But that really was just "rhetorical boilerplate" and both she and Time Magazine in that article clearly attempt to have it both ways. While trumpeting her record on the fair reading model, it simultaneously argues in favor of legislating from the bench and provides an example where she did!:
It's too bad that neither Sotomayor nor any of the Senators felt at liberty to say what many scholars and court observers believe to be true: Justices often legislate from the bench, and sometimes that's a good thing.

The idea that the Supreme Court can make policy shouldn't be controversial after its decisions in two of the most contentious cases of the term that ended last month, one involving voting rights and the other affirmative action.
The affirmative action case was, of course, her case that she decided in a "legislating from the bench" way as:
Whether or not you like the decision, there's no question that the court was making policy...
And then as if to confirm that most of what was said to set up the article was a lie (by Sotomayor and by Time):
Why couldn't Sotomayor acknowledge that Justices often legislate from the bench?
Because even though she no doubt thinks she's right, here own personal ambition is more important. So she lied to cover up what she did. And this is, of course, part and parcel of the problem: a lot of judicial activism is ego driven and dishonest.
 
  • #48
I'll be back later to respond to some posts from earlier - I want to give it some time to settle, though, so I don't end up rehasing an obsolte point from earlier.
 
  • #49
Russ said:
1. Souter's speech is a discussion of two different models of the decision-making process of the courts.
He refers to the "fair reading" model and states the opinion that it is obviously unable to produce decisions in many or most cases brought before the supreme court. He also mentions "judicial activism" as a common epithet for the type of decisions made under these circumstances when one does not agree with the decision despite the alternative approaches being common and necessary.

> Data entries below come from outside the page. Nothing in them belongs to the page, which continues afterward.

PR #410, opened 2025-10-21
(GA) Flux per sub-aperture in SH and PYR slopec

guidoagapito:


specula/processing_objects/pyr_slopec.py
```diff
@@ -92,8 +92,14 @@ def trigger_code(self):
...
 
+        # Compute flux per subaperture (sum of all 4 pupils)
+        flux_per_subap = A + B + C + D
+        self.flux_per_subaperture_vector.value[:] = flux_per_subap
+
         # Compute total intensity
-        self.total_intensity = self.xp.sum(self.flat_pixels[self.pup_idx])
+        self.total_intensity = self.xp.sum(flux_per_subap)
+        self.total_counts.value[0] = self.total_intensity
+        self.subap_counts.value[0] = self.xp.mean(flux_per_subap)
```
alfiopuglisi: The assignments of self.total_counts.value[0] and self.subap_counts[0].value are overwring the ones made in line 84 and 85, which were performed before the clamp to zero. Which is the correct one?

specula/processing_objects/pyr_slopec.py
```diff
@@ -127,4 +133,6 @@ def post_trigger(self):
         super().post_trigger()
 
         self.outputs['out_pupdata'].generation_time = self.current_time
-
+        self.outputs['out_flux_per_subaperture'].generation_time = self.current_time
+        self.outputs['out_total_counts'].generation_time = self.current_time
+        self.outputs['out_subap_counts'].generation_time = self.current_time
```
alfiopuglisi: These same generation_time assignements are also made in the base Slopec class, so one of the two copies should be removed. Maybe it is actually better to keep them here in the derived class, since the output was calculated here.

specula/processing_objects/sh_slopec.py
```diff
@@ -310,4 +310,7 @@ def psf_gaussian(self, np_sub, fwhm):
 
     def post_trigger(self):
         super().post_trigger()
-        self.outputs['out_subapdata'].generation_time = self.current_time
\ No newline at end of file
+        self.outputs['out_subapdata'].generation_time = self.current_time
+        self.outputs['out_flux_per_subaperture'].generation_time = self.current_time
+        self.outputs['out_total_counts'].generation_time = self.current_time
+        self.outputs['out_subap_counts'].generation_time = self.current_time
```
alfiopuglisi: Same comment as PyrSlopec.post_trigger() for the generation time

test/test_sh_slopec.py
```diff
@@ -343,3 +343,53 @@ def test_shslopec_interleaved_slopesnull(self, target_device_idx, xp):
...
+
+        # Verify subap_counts is mean of flux_per_subaperture
+        expected_mean = xp.mean(flux_per_subap)
+        np.testing.assert_almost_equal(cpuArray(subap_counts[0]),
+                                       cpuArray(expected_mean), decimal=5)
+
+        # Verify all values are positive
+        self.assertTrue(xp.all(flux_per_subap >= 0))
+        self.assertTrue(total_counts[0] >= 0)
+        self.assertTrue(subap_counts[0] >= 0)
```
alfiopuglisi: Should also test the generation time, like for the pyramid

specula/processing_objects/pyr_slopec.py
guidoagapito: you are right, removed lines 84 and 85

specula/processing_objects/pyr_slopec.py
guidoagapito: you are right, removed

specula/processing_objects/sh_slopec.py
guidoagapito: you are right, removed

test/test_sh_slopec.py
guidoagapito: done

FabioRossiArcetri (approved):

FabioRossiArcetri (approved):

PR #417, opened 2025-10-30
(GA) update_interval in Atmo random with tests

guidoagapito:


FabioRossiArcetri (commented):
Why do we need this?

guidoagapito:
We need this to perform a calibration in partial correction. In this case we want to have the same turbulence during push and pull.

FabioRossiArcetri:
> We need this to perform a calibration in partial correction. In this case we want to have the same turbulence during push and pull.

Could it be done in the post trigger? Also, it should be done in the InfinniteAtmosphere as well, just in case we will want to use it in the same context at some point.

guidoagapito:
> > We need this to perform a calibration in partial correction. In this case we want to have the same turbulence during push and pull.
> 
> Could it be done in the post trigger? Also, it should be done in the InfinniteAtmosphere as well, just in case we will want to use it in the same context at some point.

Moved to prepare and post trigger. 

The same approach cannot work in infinite phases screen without some changes, because in infinite phases screen wind speed and time is used to define the new position. So, I would not like to do these changes in this pull request.

FabioRossiArcetri (approved):

PR #419, opened 2025-10-31
Added overwrite to m2c and sn_calibrator

Menessao:


specula/processing_objects/sn_calibrator.py
```diff
@@ -35,7 +35,7 @@ def trigger_code(self):
             self.slopes.slopes += self.local_inputs['in_slopes'].slopes.copy()
         self._n_iter += 1
 
-    def finalize(self):
+    def finalize(self,overwrite:bool=False):
```
guidoagapito, line 38: overwrite should be an argument of the init method and can be passed to finalize with self.
See as an example https://github.com/ArcetriAdaptiveOptics/SPECULA/blob/main/specula/processing_objects/im_calibrator.py
Could you also add a test like test_existing_im_file_with_overwrite in https://github.com/ArcetriAdaptiveOptics/SPECULA/blob/main/test/test_im_rec_calibrator.py ?

PR #918, opened 2024-02-07
Replace deprecated `use Mix.Config` with `import Config`

nallwhy:


tombruijn (approved):
Should be good to merge, as we only support 1.9 and newer.

> The [Config](https://hexdocs.pm/elixir/main/Config.html#content) module in Elixir was introduced in v1.9 as a replacement to use Mix.Config, which was specific to Mix and has been deprecated.

https://hexdocs.pm/elixir/main/Config.html

luismiramirez (approved):

unflxw (approved):
Thank you for the contribution @nallwhy!

PR #930, opened 2024-03-21
Drop non-500 errors in add_error/3

jeffkreeftmeijer:
Plug sets an attribute named plug_status on each of its raised exceptions, which appsignal-plug uses to filter non-500 errors out. This patch moves that filtering to the add_error/3 function, allowing the integration to properly filter exceptions originating in plug, even if they are not caught by the Plug integration.

### DIFF
--- a/.changesets/drop-non-500-plug-errors-in-add_error-3.md
+++ b/.changesets/drop-non-500-plug-errors-in-add_error-3.md
@@ -1,0 +1,6 @@
+---
+bump: "patch"
+type: "fix"
+---
+
+Drop non-500 Plug errors in add_error/3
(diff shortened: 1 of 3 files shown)


luismiramirez (approved):

unflxw (approved):
Approving either way, but I'd like to understand this a bit better. I see [we do the same check in Plug](https://github.com/appsignal/appsignal-elixir-plug/blob/main/lib/appsignal_plug.ex#L128-L130). How come it needs to be done here as well?

jeffkreeftmeijer:
We have a customer that's running into an issue where they're getting a 400-type error reported through the error backend. That doesn't go through the Plug integration, so it's not filtered out. This patch moves it here, and allows us to remove it from the Plug integration. Eventually, we might be able to remove the separate Plug (and Phoenix) integrations altogether, and go back to having one package that doesn't actually depend on either.

More context in this thread on Slack: https://appsignal.slack.com/archives/C7XHXQ7N0/p1710949166329769

PR #947, opened 2024-06-17
Lock credo to 1.7.6 on Elixir < 1.13

jeffkreeftmeijer:
Credo 1.7.7 dropped support for Elixir versions below 1.13. This patch locks the credo version to 1.7.6 on any Elixir version before 1.13.

[skip changeset]

### DIFF
--- a/mix.exs
+++ b/mix.exs
@@ -132,6 +132,12 @@ defmodule Appsignal.Mixfile do
         _ -> "~> 1.14"
       end
 
+    credo_version =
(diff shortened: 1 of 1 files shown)


tombruijn (approved):

luismiramirez (approved):

unflxw:
✅ Wondering whether it makes sense to only run Credo on the latest stable Elixir? It could be confusing if different versions of Credo give different warnings.

PR #953, opened 2024-06-26
Drop Elixir versions before 1.11

jeffkreeftmeijer:
AppSignal  for Elixir supports the Elixir and OTP versions listed on the [compatibility page](https://hexdocs.pm/elixir/main/compatibility-and-deprecations.html). Currently, that's Elixir 1.13 and up, and therefore OTP 25 and up.

However, we don't tend to remove old versions from CI until they start giving us issues. When switching the CI to GitHub actions, we found that we could no longer install OTP versions lower than 24, as they're incompatible with the Ubuntu version we're running. Instead of trying to compile from source, we decided to drop Elixir 1.9.x and 1.10.x. Currently, the CI runs Elixir 1.11 and up, and OTP 24 and up.

By dropping these versions, we were able to remove some code we added for compatibility with versions before Elixir 1.11:

1. `Appsignal.Utils.warning/1` was added to bridge the gap between `Logger.warn/1` and `Logger.warning/1`, after the rename in 1.11. Since we don't support versions before 1.11 anymore, we don't need the helper function and we can just call `Logger.warning/1` directly.

2. `Appsignal.Utils.compile_env/3` is a similar case, in which `Application.compile_env/3` was introduced in Elixir 1.10. The helper dropped down to  `Application.get_env/3` on older versions. We can now call `Application.compile_env/3` directly.

Both of these functions were also used in AppSignal for Phoenix and AppSignal for Plug. Pull requests are opened for both (https://github.com/appsignal/appsignal-elixir-phoenix/pull/94 and https://github.com/appsignal/appsignal-elixir-plug/pull/47). 

Because this pull request includes fallbacks, we don't need to release these in a specific order. In unlikely cases where a user updates AppSignal for Elixir without updating Appsignal for Phoenix, the integration will remain working, but it will throw deprecation warnings.

### DIFF
--- a/lib/appsignal.ex
+++ b/lib/appsignal.ex
@@ -15,7 +15,6 @@ defmodule Appsignal do
   use Application
   alias Appsignal.Config
   require Logger
-  import Appsignal.Utils, only: [info: 1, warning: 1]
 
   @doc false
   def start(_type, _args) do
@@ -87,7 +86,7 @@ defmodule Appsignal do
   def initialize do
     case {Config.initialize(), Config.configured_as_active?()} do
       {_, false} ->
-        info("AppSignal disabled.")
+        Logger.info("AppSignal disabled.")
 
       {:ok, true} ->
         Appsignal.IntegrationLogger.debug("AppSignal starting.")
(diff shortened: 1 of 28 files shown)


unflxw (approved):

jeffkreeftmeijer:
I've decided to remove the deprecation warnings for now (https://github.com/appsignal/appsignal-elixir/pull/953/commits/3457f08519f912ced749434d1b03461e0b3d2231), to allow us to merge this patch without having to immediately having to release it. We'll add a deprecation warning later, after a new version of the AppSignal for Phoenix and Plug libraries have been released.

luismiramirez (approved):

He never really distinguishes two modes or schools of thought. His point is that what is commonly referred to as "judicial activism" is standard practice in the court on all sides of the ideological divides. That "judicial activism" is merely political rhetoric.

Russ said:
8. Case 2: Brown v. Board of Education vs Plessy v. Ferguson. These are the two "separate but equal" cases. This one is a perfect example, but he gets it precisely backwards.
From your personal perspective perhaps but as far as the standards of interpretive approach and the history of the court goes he has it exactly right. The decision in Plessy was a standard strict and conservative textualist approach leaning on originalism which was the norm for court decisions through most of the history of the US. According to the strict textualist approach if it is not specifically in the constitution it is not there at all. Since nothing in the constitution would define "equal" to the exclusion of "separate but equal" then "separate but equal" is not unconstitutional. And if we take a moment to look back at the intent of those persons who wrote and ratified the sections of the constitution (originalism) we are unlikely to find any reason to believe that it was intended white and black people should live in mixed society.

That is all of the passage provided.